Tuesday, November 12, 2013

"Klouting" Your Ethics

If Wired is to be believed, one's Klout score is serious business.

Now, what is the ethical dimension?

3 comments:

Unknown said...

I gotta hand it to them – it’s a genius marketing ploy. Not that I’m at all comfortable with it.

The internet was supposed to be a marketplace of free and diverse (though not always articulate) opinions. Now it’s becoming a popularity contest that affects our real-life social standing. We might be perpetrating brands and ideas that we have no strong feelings for, all for the sake of gaining that coveted Klout score. I imagine this would affect the way we communicate with each other, too; it’s hard to take word-of-mouth recommendations seriously if there’s always an incentive for “freebies” in the back of someone’s mind.

Nothing new, though. Our lives have always been driven by capitalism.

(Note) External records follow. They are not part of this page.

PR #626, opened 2023-09-08
Implement All Domains endpoint

### LINKED ISSUE #21556: 🍎 Domains List Endpoint

salimbraksa:
Fixes https://github.com/wordpress-mobile/WordPress-iOS/issues/21556

### Related PR
This PR is blocking the following:
- https://github.com/wordpress-mobile/WordPress-iOS/pull/21805

### Description

Implement API to execute All Domains endpoint.

### Testing Details

 See https://github.com/wordpress-mobile/WordPress-iOS/pull/21805 Test Instructions.

---

- [ ] I have considered updating the `version` in the `.podspec` file.


WordPressKitTests/AllDomainsResultDomainTests.swift
```diff
@@ -0,0 +1,160 @@
...
+
+final class AllDomainsResultDomainTests: XCTestCase {
+
+    // MARK: - Properties
+
+    private let dateFormatter = ISO8601DateFormatter()
+
+    // MARK: - Tests
+
+    func testDecoding1() throws {
```
hassaanelgarem: [Suggestion] I suggest using more descriptive test names. I see each test is testing a different form of input. Maybe we can use name that reflect the differences.

WordPressKit/Domains/DomainsServiceRemote+AllDomains.swift
```diff
@@ -0,0 +1,133 @@
...
+                case .failure(let error):
+                    throw error
+                }
+            } catch let error {
+                completion(.failure(error))
+            }
+        }
+    }
+
+    private func allDomainsEndpointPath(params: AllDomainsEndpointParams?) -> String {
```
hassaanelgarem: The request is missing the `no_wpcom=true` query. From the project spec:
> To retrieve the list of domains we’ll make an authenticated GET request to https://public-api.wordpress.com/rest/v1.1/all-domains?no_wpcom=true&resolve_status=true&locale={LOCALE}

hassaanelgarem (commented):
Other than the comment I added, the changes look good to me. And I tested using the linked WPiOS PR and it works as described!

I also noticed that the new `testGetAllDomainsSucceeds` is failing.

WordPressKitTests/AllDomainsResultDomainTests.swift
salimbraksa: @hassaanelgarem I agree. I spent a lot of time trying to come up with descriptive test names, but I wasn't happy with the result. Here is what I tried:

- Before `testDecoding1`, it was `testDecodingWithDefaultInput`.
- Before `testDecoding2`, it was `testDecodingWithEmptyExpiryDateAndRegistrationDate`
- Before `testDecoding3`, it was `testDecodingWithMappingTypeAndHasRegistrationIsTrue`

The difference between the test cases is the input, the idea was to test the decoding logic with different input. And it's difficult to come with test names describing the difference.

WordPressKit/Domains/DomainsServiceRemote+AllDomains.swift
salimbraksa: Good catch. Resolved in f6f8461df348031f5eba645a488463f2f878daaa

salimbraksa:
> I also noticed that the new testGetAllDomainsSucceeds is failing.

Thanks for testing @hassaanelgarem. The latest commit should fix the failing test.

WordPressKitTests/AllDomainsResultDomainTests.swift
hassaanelgarem: I think having long test names is more than fine. I like the names you originally thought of 👍

hassaanelgarem (approved):
LGTM 🚀

WordPressKitTests/AllDomainsResultDomainTests.swift
salimbraksa: Resolved in 4328bad561ac715bfb377695aa2397b016a3bfef

salimbraksa:
Hey @mokagio , is this item in the checklist still needed?
> I have considered updating the version in the .podspec file.

WordPressKitTests/AllDomainsResultDomainTests.swift
mokagio: Something I've seen in the Apple docs is also to supplement test names that might be hard to read with a documentation comment (`///`, not `//`):

```swift
/// When expiry date and registration date are given,
/// Then the output is ...
func testDecodingWithEmptyExpiryDateAndRegistrationDate() {
```

**Update** I see you used that style in https://github.com/wordpress-mobile/WordPressKit-iOS/commit/4328bad561ac715bfb377695aa2397b016a3bfef 😄

WordPressKit/Domains/DomainsServiceRemote+AllDomains.swift
```diff
@@ -0,0 +1,137 @@
...
+    // MARK: - Public Types
+
+    public typealias AllDomainsEndpointResult = Result<[AllDomainsListItem], Error>
+
+    public struct AllDomainsEndpointParams {
+        public var resolveStatus: Bool?
+        public var locale: String?
+        public var noWPCOM: Bool?
+        public init() {}
+    }
```
mokagio: I don't see any of the three properties being mutated in the implementation. Have you considered making them `let`? I also don't see them ever being assigned `nil` value, have you considered making them non-optional?

**Update:** After looking a the code more, I'm guessing the params are `Optional` because the third-party consumer of the method to call the API may decide not to pass them. That assume those parameters are not mandatory, but I can't find any documentation for the endpoint to learn about it 😞

WordPressKitTests/AllDomainsResultDomainTests.swift
```diff
@@ -0,0 +1,163 @@
...
+        XCTAssertEqual(domain.isDomainOnlySite, otherDomain.isDomainOnlySite)
+        XCTAssertEqual(domain.isWpcomStagingDomain, otherDomain.isWpcomStagingDomain)
+        XCTAssertEqual(domain.registrationDate, otherDomain.registrationDate)
+        XCTAssertEqual(domain.expiryDate, otherDomain.expiryDate)
+        XCTAssertEqual(domain.wpcomDomain, otherDomain.wpcomDomain)
+        XCTAssertEqual(domain.currentUserIsOwner, otherDomain.currentUserIsOwner)
+        XCTAssertEqual(domain.siteSlug, otherDomain.siteSlug)
+        XCTAssertEqual(domain.status?.value, otherDomain.status?.value)
+        XCTAssertEqual(domain.status?.type, otherDomain.status?.type)
+    }
```
mokagio, line 72: Have you considered making `Domain`, aka `DomainsServiceRemote.AllDomainsListItem`, `Equatable`?

WordPressKitTests/DomainsServiceRemoteRESTTests.swift
```diff
@@ -238,4 +243,37 @@ class DomainsServiceRemoteRESTTests: RemoteTestCase, RESTTestable {
...
+    func testGetAllDomainsSucceeds() {
+        let expect = expectation(description: "Get All Domains Succeeds")
+
+        stub { request -> Bool in
+            let url = request.url
+            let matched = url?.path == self.allDomainsEndpoint && url?.query == "no_wpcom=true&resolve_status=true&locale=en"
+            XCTAssertTrue(matched)
+            return matched
+        } response: { request in
+            let path = OHPathForFile(self.allDomainsMockFilename, type(of: self)) ?? ""
```
mokagio: I think it would be okay to crash here, as if the expected file is not there, it's a developer error.

```suggestion
            let path = OHPathForFile(self.allDomainsMockFilename, type(of: self))!
```

WordPressKitTests/DomainsServiceRemoteRESTTests.swift
```diff
@@ -238,4 +243,37 @@ class DomainsServiceRemoteRESTTests: RemoteTestCase, RESTTestable {
...
     }
+
+    // MARK: - Get All Domains Tests
+
+    func testGetAllDomainsSucceeds() {
+        let expect = expectation(description: "Get All Domains Succeeds")
+
+        stub { request -> Bool in
+            let url = request.url
+            let matched = url?.path == self.allDomainsEndpoint && url?.query == "no_wpcom=true&resolve_status=true&locale=en"
```
mokagio: I assume the check on the query here is to ensure that the parameters object is read and used correctly to build the request? 

If so, two notes. First, it's worth noting that we have no guarantees in how Foundation will decide to build the query string. I could end up being different, e.g. with `locale=en` as the first parameter. OHHTTPStubs offers a condition checker for query parameters that is robust against changes in the query string order:

```swift
public func containsQueryParams(_ params: [String:String?]) -> HTTPStubsTestBlock {
```

There is also a similar method for the path, 

```swift
public func isPath(_ path: String) -> HTTPStubsTestBlock {
```

Second, and more of a test style and readability thing, so partly subject to personal opinion. The query is defined up here and the parameters down there. It's not clear that they are related to each other. If they the params were defined before the stub and maybe the check read their value (`containsQueryParams(["no_wpcom": parameters.noWPCOM, ...`) the relationship would be clearer.

WordPressKitTests/DomainsServiceRemoteRESTTests.swift
```diff
@@ -238,4 +243,37 @@ class DomainsServiceRemoteRESTTests: RemoteTestCase, RESTTestable {
...
+                let expectedCount = 10
+                XCTAssertEqual(domains.count, expectedCount, "There should be \(expectedCount) domains returned.")
+            case .failure:
+                XCTFail("Get All Domains request failed")
+            }
+            expect.fulfill()
+        }
+
+        waitForExpectations(timeout: timeout)
+    }
```
mokagio, line 326: Did you consider adding a test for the failure path?

WordPressKit/Domains/DomainsServiceRemote+AllDomains.swift
```diff
@@ -0,0 +1,137 @@
+import Foundation
+
+extension DomainsServiceRemote {
+
+    // MARK: - API
+
+    public func fetchAllDomains(params: AllDomainsEndpointParams? = nil, completion: @escaping (AllDomainsEndpointResult) -> Void) {
+        let path = self.allDomainsEndpointPath(params: params)
+        self.wordPressComRestApi.GET(path, parameters: nil) { result, _ in
```
mokagio: Have you considered relying on the `parameters` argument of the `GET(_, parameters:)` API client to build the URL query, as opposed to implement the logic manually here?

WordPressKitTests/DomainsServiceRemoteRESTTests.swift
mokagio: Also, the core of the logic here is how the parameters translate to the query string. The implementation checks the for a value and only adds it to the query string then. Have you considered testing that in isolation and in more details? With in isolation, I'm thinking a method on `AllDomainsEndpointParams` that spits out the `[URLQueryItem]` (or `[String: Any]` if we rely on the API client method).

mokagio:
> Hey @mokagio , is this item in the checklist still needed?
> 
> > I have considered updating the version in the .podspec file.

Good point. I think we can do without that check. The idea behind the changelog file was to collect changes by type, so that when someone makes a new release, they can decide which version to use based on the type of changes (breaking => major, new feature => minor, only bug fixes => patch).

I'd appreciate a PR on the GitHub template file to remove the line. Thanks!

WordPressKit/Domains/DomainsServiceRemote+AllDomains.swift
salimbraksa: @mokagio Good point, I didn't pay attention to that `parameters` argument. But I agree it should be the one to use.

WordPressKitTests/AllDomainsResultDomainTests.swift
salimbraksa: @mokagio Yes I have, but that deep comparison logic is only needed in a test environment. In a non-test environment, usually these models are considered equal if their primary attributes are equal. In the context of the `Domain` type, the primary attribute is `domain`.

So my point is that implementation of `Equatable` protocol is going to be different between a test and non-test environment.

```swift
// non-test environment
extension Domain: Equatable {
   func ==(left: Domain, right: Domain) -> Bool {
         return left.domain == right.domain
   }
}

// test environment
extension Domain: Equatable {
     func ==(left: Domain, right: Domain) -> Bool {
         // compare all properties.
   }
}
```

salimbraksa: I believe that if a specific logic or behavior is solely required for testing purposes, it should be confined to the test environment.

WordPressKitTests/DomainsServiceRemoteRESTTests.swift
salimbraksa: Resolved in 9d0a555a91d0db7a158f8bc613176a8be085180c

WordPressKit/Domains/DomainsServiceRemote+AllDomains.swift
salimbraksa: Resolved in 9d0a555a91d0db7a158f8bc613176a8be085180c

WordPressKitTests/DomainsServiceRemoteRESTTests.swift
salimbraksa: > Did you consider adding a test for the failure path?

There are 3 cases where the `fetchAllDomains` could fail:
- The `params` encoding fails.
- The request fails due to networking issue, or the server returns 400 or 500 error. 
- The json decoding fails.

I added new unit tests covering the 1st case 677fc351ab45f8e919b0c313e55269b16e2dd6ca. Not sure we can do much about the 2nd case though.

WordPressKit/Domains/DomainsServiceRemote+AllDomains.swift
salimbraksa: 1703cfb8bdf526b420302e814e3276d0164f2d62 adds a short documentation for `fetchAllDomains` method.

jkmassel: Looking at the backend code, it seems `no_wpcom` is always valid on the endpoint, as is `resolve_status`. Could these use good defaults to avoid nullability?

salimbraksa: @jkmassel What do you mean by they're valid on the endpoint?

salimbraksa:
Hey @mokagio let me know if there is anything else that needs to change. 🙏

WordPressKit/Domains/DomainsServiceRemote+AllDomains.swift
hassaanelgarem: @salimbraksa I think what Jeremy means here is that the endpoint will always be able to handle these parameters. So if we always send a value (the same value as the default values on the endpoint) that would save us the hassle of handling optionals.
The default values on the endpoint are:
* `no_wpcom`: false
* `resolve_status`: false
Ref: fbhepr%2Skers%2Sjcpbz%2Schoyvp.ncv%2Serfg%2Sjcpbz%2Qwfba%2Qraqcbvagf%2Spynff.jcpbz%2Qfgber%2Qqbznvaf%2Qncv%2Qraqcbvagf.cuc%3Se%3Q28672n42%23927-og

salimbraksa: Thanks @hassaanelgarem. Resolved in 423a5f005aeb1bb82d32c69504fff9fe8c396d81.

WordPressKit/Domains/DomainsServiceRemote+AllDomains.swift
```diff
@@ -0,0 +1,182 @@
...
+    public typealias AllDomainsEndpointResult = Result<[AllDomainsListItem], Error>
+
+    public struct AllDomainsEndpointParams {
+
+        public var resolveStatus: Bool = false
+        public var noWPCOM: Bool = false
+        public var locale: String?
+
+        public init() {}
+    }
```
hassaanelgarem, line 63: [Suggestion] Have you considered doing something like this?
```suggestion
    public struct AllDomainsEndpointParams {

        let resolveStatus: Bool
        let noWPCOM: Bool
        let locale: String?

        public init(resolveStatus: Bool = false, noWPCOM: Bool = false, locale: String?) {
            self.resolveStatus = resolveStatus
            self.noWPCOM = noWPCOM
            self.locale = locale
        }
    }
```

hassaanelgarem (approved):
LGTM!
Left 1 suggestion on the code

salimbraksa:
> LGTM!
> 
> Left 1 suggestion on the code

@hassaanelgarem Aoutch, sorry I merged this PR before seeing your suggestion. 🙇

WordPressKit/Domains/DomainsServiceRemote+AllDomains.swift
salimbraksa: Yes, but I wasn't sure about rewriting those properties in the init. Consider a situation where the `struct` had +10 properties, then the init would have the same +10 properties, In my opinion, that's redundant. 

In UIKit and Foundation, there are many `structs` that you can mutate their properties directly. So I think the practice of mutable struct properties is not uncommon.

If you feel strongly about this, I can open another PR and make the change.

mokagio: > In UIKit and Foundation, there are many `structs` that you can mutate their properties directly. So I think the practice of mutable struct properties is not uncommon.

Thank you for your rationale @salimbraksa 😄 

I feel strongly about this, actually. I shall P2 about this to make my case. It would be good to bubble up and have an agreed upon guideline. In the meantime, as far as I'm concerned, the implementation can stay like this. 👍

WordPressKitTests/AllDomainsResultDomainTests.swift
mokagio: > I believe that if a specific logic or behavior is solely required for testing purposes, it should be confined to the test environment.

Agreed. At the same time, if we compromised and defined `Equatable` in the production code, this code would simplify to


```swift
extension DomainsServiceRemote.AllDomainsListItem: Equatable {}
extension DomainsServiceRemote.AllDomainsListItem.Status: Equatable {}

XCTAssertEqual(output, expectedOutput)
```

With the added benefit that the compiler would update the check for us if a property is added, removed, or changes type.

Seems like a worthy trade to me.

mokagio: > that deep comparison logic is only needed in a test environment. In a non-test environment, usually these models are considered equal if their primary attributes are equal

Interesting... 🤔 Is that justified? I can see how `a.domain != b.domain` obviously means that the `Domain` are different. But what about `a.domain == b.domain; a.isWpcomStagingDomain != b.isWpcomStagingDomain`? That should count as a different domain for me. 

I can see the argument "in practice that will never happen," but that's a weak assumption to make. If the domain modeling allows it to happen, then we I think ought to handle it.

That's a broader conversation than this PR, though.

WordPressKitTests/DomainsServiceRemoteRESTTests.swift
mokagio: There are ways to test both scenarios. I'll see if I can make an example PR about it, maybe next week.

It makes sense that it would become a driving force behind social media as well.

My Klout score is only 16, by the way. I’m actually okay with that.

....J.Michael Robertson said...

Well said. Young Mr. Kane agrees with you. Yet anything that isn't downright immoral that gives me a reporting edge.... I want to have that edge. We will continue to inquire into whether not kultivating klout has its use.

Unknown said...

On the contrary, I think having a higher Klout score would give you less of a journalistic edge. It implies that you cater to popular opinion just for the sake of maintaining your internet cred. It also implies that you check your Facebook and Twitter accounts way too often.

Remember: Justin Bieber has a higher Klout score than Hillary Clinton. I really don't think people with higher Klout scores are necessarily respectable human beings.